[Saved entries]
PR #19113, opened 2025-07-09
During session save, use the profile's GUID rather than its Name

### LINKED ISSUE #19105: Session restoration can lead to the wrong profile being selected on restore (saved by name rather than guid)
### Windows Terminal version

1.22.11751.0

### Windows build number

10.0.19045.0

### Other Software

N/A

### Steps to reproduce

1. Start a tab with the profile (`C:\WINDOWS\system32\wsl.exe -d Ubuntu`). Has this icon(ms-appx:///ProfileIcons/{9acb9455-ca41-5af7-950f-6bca1bc9722f}.png) it shows with the default Tux icon.
2. Restart terminal
3. Notice the icon is missing

Seems like it mayyybe could be related to the HTTP(S) no longer allowed changes https://github.com/microsoft/terminal/pull/19044 I at least noticed the behavior after the release that included that change. (I know that the icon link above is ms-appx: and shouldn't be blocked and it can load the icon at least the first time).

Image

Left tab is one where I restarted terminal and right one is created in the current session.

### Expected Behavior

The icon is shown consistently.

### Actual Behavior

The icon is not shown after a restart.

DHowett:
This will prevent Terminal from erroneously selecting a hidden (deleted, disabled or otherwise) profile of the same name during restoration and subsequently using the wrong settings.

I am not certain why we used the name at all!

Closes #19105

### DIFF
--- a/src/cascadia/TerminalApp/TerminalPaneContent.cpp
+++ b/src/cascadia/TerminalApp/TerminalPaneContent.cpp
@@ -95,7 +95,7 @@ namespace winrt::TerminalApp::implementation
         NewTerminalArgs args{};
         const auto& controlSettings = _control.Settings();
 
-        args.Profile(controlSettings.ProfileName());
+        args.Profile(::Microsoft::Console::Utils::GuidToString(_profile.Guid()));
         // If we know the user's working directory use it instead of the profile.
         if (const auto dir = _control.WorkingDirectory(); !dir.empty())
         {


DHowett:
@frulfump I tested this one out locally with two profiles named PowerShell and two vastly different configurations. It seems to have worked!

DHowett:
> That... works?

Yep! NewTerminalArgs is how the _action_ works, and we wanted to make it possible for users to use either names or GUIDs in their _action object_. It's about as terrible as you might imagine. This is one of the reasons I am so staunchly opposed to using actions as the session restoration _AND HANDOFF_ currency, but that ship sailed/caught fire/sank.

WHAT YOU SHOULD DO ::
Starting with the line that contains "I am not certain why we used the name at all!", print every line through the end of the entries above exactly as written, both boundary lines included, and nothing else.

SOLVED EXERCISE ::
I am not certain why we used the name at all!

Closes #19105

### DIFF
--- a/src/cascadia/TerminalApp/TerminalPaneContent.cpp
+++ b/src/cascadia/TerminalApp/TerminalPaneContent.cpp
@@ -95,7 +95,7 @@ namespace winrt::TerminalApp::implementation
         NewTerminalArgs args{};
         const auto& controlSettings = _control.Settings();
 
-        args.Profile(controlSettings.ProfileName());
+        args.Profile(::Microsoft::Console::Utils::GuidToString(_profile.Guid()));
         // If we know the user's working directory use it instead of the profile.
         if (const auto dir = _control.WorkingDirectory(); !dir.empty())
         {


DHowett:
@frulfump I tested this one out locally with two profiles named PowerShell and two vastly different configurations. It seems to have worked!

DHowett:
> That... works?

Yep! NewTerminalArgs is how the _action_ works, and we wanted to make it possible for users to use either names or GUIDs in their _action object_. It's about as terrible as you might imagine. This is one of the reasons I am so staunchly opposed to using actions as the session restoration _AND HANDOFF_ currency, but that ship sailed/caught fire/sank.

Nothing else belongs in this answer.